▸ Exercise
Keeping every character as it is, transcribe the entries below.

[Dataset entries]

-- Opening Marker --

PR #1563, opened 2021-07-29
Issue 1557 ark v2

hectorcorrea:
This is a slight enhancement to the work in PR #1559. Now the code detects the invalid URL with a single forward slash (e.g. http:/something), logs the error, and does not produce the invalid link for the `electronic_access_1display` field in Solr. And it does not crash Traject.

Notice that I moved some of the tests that were under `spec/marc_to_solr/lib/uri_ark_spec.rb` to be under `spec/marc_to_solr/lib/princeton_marc_spec.rb` since when a MARC file is being processed these checks happen before the ARK code, i.e. the ARK class will not get the bad URLs.

### DIFF
--- a/marc_to_solr/lib/electronic_access_link.rb
+++ b/marc_to_solr/lib/electronic_access_link.rb
@@ -44,14 +44,12 @@ class ElectronicAccessLink
       if !@url_key&.match?(URI.regexp)
         @logger.error "#{@bib_id} - invalid URL for 856$u value: #{@url_key}"
         @url_key = nil
+      elsif @url_key.start_with?(/http:\/[A-Za-z]/)
+        # Misleading URL "http:/" instead of "http://"
+        @logger.error "#{@bib_id} - invalid URL for 856$u value (http:/): #{@url_key}"
+        @url_key = nil
       else
-        if @url_key.start_with?(/http:\/[A-Za-z]/)
-          # Misleading URL "http:/" instead of "http://"
-          @logger.error "#{@bib_id} - invalid URL for 856$u value (http:/): #{@url_key}"
-          @url_key = nil
-        else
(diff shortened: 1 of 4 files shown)


marc_to_solr/lib/electronic_access_link.rb
```diff
@@ -44,6 +44,10 @@ def url
       if !@url_key&.match?(URI.regexp)
         @logger.error "#{@bib_id} - invalid URL for 856$u value: #{@url_key}"
         @url_key = nil
+      elsif @url_key.start_with?(/http:\/[A-Za-z]/)
```
hectorcorrea, line 47: This is needed because Ruby's built-in `URI.regexp` does not detect that "http:/whatever" is an invalid URL.

marc_to_solr/lib/uri_ark.rb
```diff
@@ -3,6 +3,9 @@
 class URI::ARK < URI::Generic
   attr_reader :nmah, :naan, :name
 
+  ARK_REGEX = /\:\/\/(.+)\/ark\:\/(.+)\/(.+)\/?/.freeze
```
hectorcorrea, line 6: Notice that I reverted to the original RegEx (more strict) version that we were using before PR 1559

marc_to_solr/lib/uri_ark.rb
```diff
@@ -3,6 +3,9 @@
...
+  PRINCETON_ARK_REGEX = /[\/?]ark\:\/88435\/(.+)\/?/.freeze
```
hackartisan, line 7: This is nice to move these to constants

hackartisan (approved):
This looks great; it's nice to have them handled in a way that logs the error.

christinach (approved):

-- Closing Marker --

▸ Written answer
PR #1563, opened 2021-07-29
Issue 1557 ark v2

hectorcorrea:
This is a slight enhancement to the work in PR #1559. Now the code detects the invalid URL with a single forward slash (e.g. http:/something), logs the error, and does not produce the invalid link for the `electronic_access_1display` field in Solr. And it does not crash Traject.

Notice that I moved some of the tests that were under `spec/marc_to_solr/lib/uri_ark_spec.rb` to be under `spec/marc_to_solr/lib/princeton_marc_spec.rb` since when a MARC file is being processed these checks happen before the ARK code, i.e. the ARK class will not get the bad URLs.

### DIFF
--- a/marc_to_solr/lib/electronic_access_link.rb
+++ b/marc_to_solr/lib/electronic_access_link.rb
@@ -44,14 +44,12 @@ class ElectronicAccessLink
       if !@url_key&.match?(URI.regexp)
         @logger.error "#{@bib_id} - invalid URL for 856$u value: #{@url_key}"
         @url_key = nil
+      elsif @url_key.start_with?(/http:\/[A-Za-z]/)
+        # Misleading URL "http:/" instead of "http://"
+        @logger.error "#{@bib_id} - invalid URL for 856$u value (http:/): #{@url_key}"
+        @url_key = nil
       else
-        if @url_key.start_with?(/http:\/[A-Za-z]/)
-          # Misleading URL "http:/" instead of "http://"
-          @logger.error "#{@bib_id} - invalid URL for 856$u value (http:/): #{@url_key}"
-          @url_key = nil
-        else
(diff shortened: 1 of 4 files shown)


marc_to_solr/lib/electronic_access_link.rb
```diff
@@ -44,6 +44,10 @@ def url
       if !@url_key&.match?(URI.regexp)
         @logger.error "#{@bib_id} - invalid URL for 856$u value: #{@url_key}"
         @url_key = nil
+      elsif @url_key.start_with?(/http:\/[A-Za-z]/)
```
hectorcorrea, line 47: This is needed because Ruby's built-in `URI.regexp` does not detect that "http:/whatever" is an invalid URL.

marc_to_solr/lib/uri_ark.rb
```diff
@@ -3,6 +3,9 @@
 class URI::ARK < URI::Generic
   attr_reader :nmah, :naan, :name
 
+  ARK_REGEX = /\:\/\/(.+)\/ark\:\/(.+)\/(.+)\/?/.freeze
```
hectorcorrea, line 6: Notice that I reverted to the original RegEx (more strict) version that we were using before PR 1559

marc_to_solr/lib/uri_ark.rb
```diff
@@ -3,6 +3,9 @@
...
+  PRINCETON_ARK_REGEX = /[\/?]ark\:\/88435\/(.+)\/?/.freeze
```
hackartisan, line 7: This is nice to move these to constants

hackartisan (approved):
This looks great; it's nice to have them handled in a way that logs the error.

christinach (approved):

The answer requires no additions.